▸ **Data records**

------------------------------------------------------------------------

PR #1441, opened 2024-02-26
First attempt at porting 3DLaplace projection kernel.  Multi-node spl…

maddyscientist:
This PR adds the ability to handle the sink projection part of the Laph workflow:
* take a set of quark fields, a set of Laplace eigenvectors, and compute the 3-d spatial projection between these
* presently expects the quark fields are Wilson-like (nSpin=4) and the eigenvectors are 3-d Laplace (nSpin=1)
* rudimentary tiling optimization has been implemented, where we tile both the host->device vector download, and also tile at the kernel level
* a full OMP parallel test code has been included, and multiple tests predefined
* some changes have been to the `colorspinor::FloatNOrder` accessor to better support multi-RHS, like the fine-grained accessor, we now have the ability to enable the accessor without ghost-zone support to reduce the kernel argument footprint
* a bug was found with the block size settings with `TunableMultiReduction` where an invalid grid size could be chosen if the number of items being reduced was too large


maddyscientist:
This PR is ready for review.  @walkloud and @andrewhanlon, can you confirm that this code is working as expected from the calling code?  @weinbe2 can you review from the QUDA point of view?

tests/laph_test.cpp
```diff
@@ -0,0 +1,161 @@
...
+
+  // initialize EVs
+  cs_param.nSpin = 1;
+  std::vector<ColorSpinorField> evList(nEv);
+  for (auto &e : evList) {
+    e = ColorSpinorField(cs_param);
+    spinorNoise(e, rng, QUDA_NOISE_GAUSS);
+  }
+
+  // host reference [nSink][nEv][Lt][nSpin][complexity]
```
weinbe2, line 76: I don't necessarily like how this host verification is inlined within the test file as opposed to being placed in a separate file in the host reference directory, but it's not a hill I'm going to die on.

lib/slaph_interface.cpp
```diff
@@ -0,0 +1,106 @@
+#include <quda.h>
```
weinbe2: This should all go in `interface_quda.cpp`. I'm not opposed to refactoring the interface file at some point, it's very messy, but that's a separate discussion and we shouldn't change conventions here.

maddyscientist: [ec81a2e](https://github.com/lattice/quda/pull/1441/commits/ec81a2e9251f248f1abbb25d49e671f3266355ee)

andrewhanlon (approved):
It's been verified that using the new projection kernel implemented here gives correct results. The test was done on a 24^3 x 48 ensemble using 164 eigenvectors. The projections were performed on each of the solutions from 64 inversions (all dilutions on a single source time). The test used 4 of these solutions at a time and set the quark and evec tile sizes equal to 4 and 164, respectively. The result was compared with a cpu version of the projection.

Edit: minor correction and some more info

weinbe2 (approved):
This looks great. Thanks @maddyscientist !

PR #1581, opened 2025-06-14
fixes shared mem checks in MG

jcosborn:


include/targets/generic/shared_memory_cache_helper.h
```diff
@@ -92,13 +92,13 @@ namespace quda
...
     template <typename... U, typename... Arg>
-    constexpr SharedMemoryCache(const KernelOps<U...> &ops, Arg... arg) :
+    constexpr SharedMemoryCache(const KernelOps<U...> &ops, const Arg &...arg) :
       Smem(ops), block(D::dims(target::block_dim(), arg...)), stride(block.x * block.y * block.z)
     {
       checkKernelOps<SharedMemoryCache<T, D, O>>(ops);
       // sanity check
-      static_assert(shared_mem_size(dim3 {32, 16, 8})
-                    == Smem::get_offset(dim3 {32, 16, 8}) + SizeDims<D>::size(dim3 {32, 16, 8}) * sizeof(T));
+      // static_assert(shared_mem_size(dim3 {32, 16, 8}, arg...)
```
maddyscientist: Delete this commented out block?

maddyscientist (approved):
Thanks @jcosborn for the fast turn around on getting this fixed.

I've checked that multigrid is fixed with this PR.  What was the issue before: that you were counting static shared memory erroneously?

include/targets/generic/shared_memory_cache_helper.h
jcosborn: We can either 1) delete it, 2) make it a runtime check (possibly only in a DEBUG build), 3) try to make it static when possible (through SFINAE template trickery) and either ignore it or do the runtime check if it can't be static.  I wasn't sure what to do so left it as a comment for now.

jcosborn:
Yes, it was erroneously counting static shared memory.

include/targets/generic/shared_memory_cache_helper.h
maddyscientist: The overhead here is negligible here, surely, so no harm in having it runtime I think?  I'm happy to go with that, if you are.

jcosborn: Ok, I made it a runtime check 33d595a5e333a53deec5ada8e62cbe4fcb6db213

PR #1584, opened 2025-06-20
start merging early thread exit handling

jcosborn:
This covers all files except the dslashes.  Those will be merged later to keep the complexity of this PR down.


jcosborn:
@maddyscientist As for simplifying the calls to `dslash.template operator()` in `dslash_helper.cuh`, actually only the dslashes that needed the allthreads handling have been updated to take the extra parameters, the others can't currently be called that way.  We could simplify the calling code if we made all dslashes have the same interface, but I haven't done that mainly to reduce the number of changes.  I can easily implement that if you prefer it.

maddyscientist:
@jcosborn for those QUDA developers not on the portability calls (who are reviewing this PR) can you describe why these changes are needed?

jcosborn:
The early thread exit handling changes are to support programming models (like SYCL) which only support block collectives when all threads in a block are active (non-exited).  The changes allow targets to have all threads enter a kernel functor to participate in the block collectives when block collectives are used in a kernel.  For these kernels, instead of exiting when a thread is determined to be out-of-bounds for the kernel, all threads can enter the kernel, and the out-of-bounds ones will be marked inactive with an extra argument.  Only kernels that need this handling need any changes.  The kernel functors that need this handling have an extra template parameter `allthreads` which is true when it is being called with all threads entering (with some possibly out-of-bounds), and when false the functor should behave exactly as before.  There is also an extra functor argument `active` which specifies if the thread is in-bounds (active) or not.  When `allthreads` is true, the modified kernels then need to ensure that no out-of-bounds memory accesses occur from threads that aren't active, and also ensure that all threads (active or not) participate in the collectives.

------------------------------------------------------------------------

▸ **Prompt**
Pull every line with the word "erroneously" from the data.

▸ **Answer space**
I've checked that multigrid is fixed with this PR.  What was the issue before: that you were counting static shared memory erroneously?
Yes, it was erroneously counting static shared memory.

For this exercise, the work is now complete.